Occasionally, especially in the elderly, conditions that cause deterioration of cartilage and bones contribute greatly to hip fractures and dislocations. Osteoporosis is one such condition. When bones are weak and cartilage is compromised, a hip fracture is more likely to occur as a result of a fall or other injury. In the event of hip dislocation or fracture, the patient often can have other severe injuries, so a full examination by a physician is important.
Generally, a dislocated hip can be diagnosed by looking at it. To make a definitive diagnosis, the physician usually recommends medical imaging procedures, such as x-rays, MRI or CT scans. Medical imaging may also detect other fractures or abnormalities in the bones, such as osteoporosis. Another indication that a hip may be dislocated is when pain is not relieved by rest or immobility; pain of a dislocated hip is persistent, even when the patient is at rest.
Typically, treatment for a dislocated hip includes surgery. Open reduction surgery to place either pins or a prosthetic hip is frequently the procedure of choice in treating a dislocated hip. The patient must be placed under general anesthesia for the surgery; occasionally, the orthopedic surgeon will employ the use of x-rays during the procedure to ensure proper placement of the prosthesis or pins.

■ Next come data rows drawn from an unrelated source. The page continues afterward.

PR #184, opened 2019-06-29
Add pagination support for gcs backend

rmalpani-uber:
Pagination support
Mock based test case for pagination

### DIFF
--- a/lib/backend/gcsbackend/client.go
+++ b/lib/backend/gcsbackend/client.go
@@ -175,23 +175,29 @@ func (c *Client) List(prefix string, opts ...backend.ListOption) (*backend.ListR
 		opt(options)
 	}
 
-	if options.Paginated {
-		return nil, errors.New("pagination not supported")
-	}
-
 	var names []string
 
 	absPrefix := path.Join(c.pather.BasePath(), prefix)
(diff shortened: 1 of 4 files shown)


lib/backend/gcsbackend/client.go
```diff
@@ -175,23 +175,29 @@ func (c *Client) List(prefix string, opts ...backend.ListOption) (*backend.ListR
...
 	absPrefix := path.Join(c.pather.BasePath(), prefix)
 	pageIterator := c.gcs.GetObjectIterator(absPrefix)
-	// Start at beginning.
-	objectsPage := iterator.NewPager(pageIterator, c.config.ListMaxKeys, "")
-	_, err := objectsPage.NextPage(&names)
+
+	maxKeys := c.config.ListMaxKeys
+	paginationToken := ""
+	if options.Paginated {
+		maxKeys = int(options.MaxKeys)
```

Commonly, the patient will undergo physical therapy after surgery. Physical therapy may be started while the patient is still in the hospital convalescing, and may continue when the patient goes home. Oftentimes, the patient will receive physical therapy services in their home several times per week, until their mobility is improved. In addition to physical therapy services, patients routinely receive a prescription for analgesic pain relievers.
Frequently, while the patient is recuperating from his hip surgery, the doctor or physical therapist may recommend the use of a walker or cane. Walking aids such as these can help steady and stabilize the patient and afford them increased confidence to walk. Many times, patients who have undergone surgery for hip dislocation are fearful of walking because they are afraid they may fall. Canes and walkers may alleviate some of their fear and provide stability when they attempt to ambulate.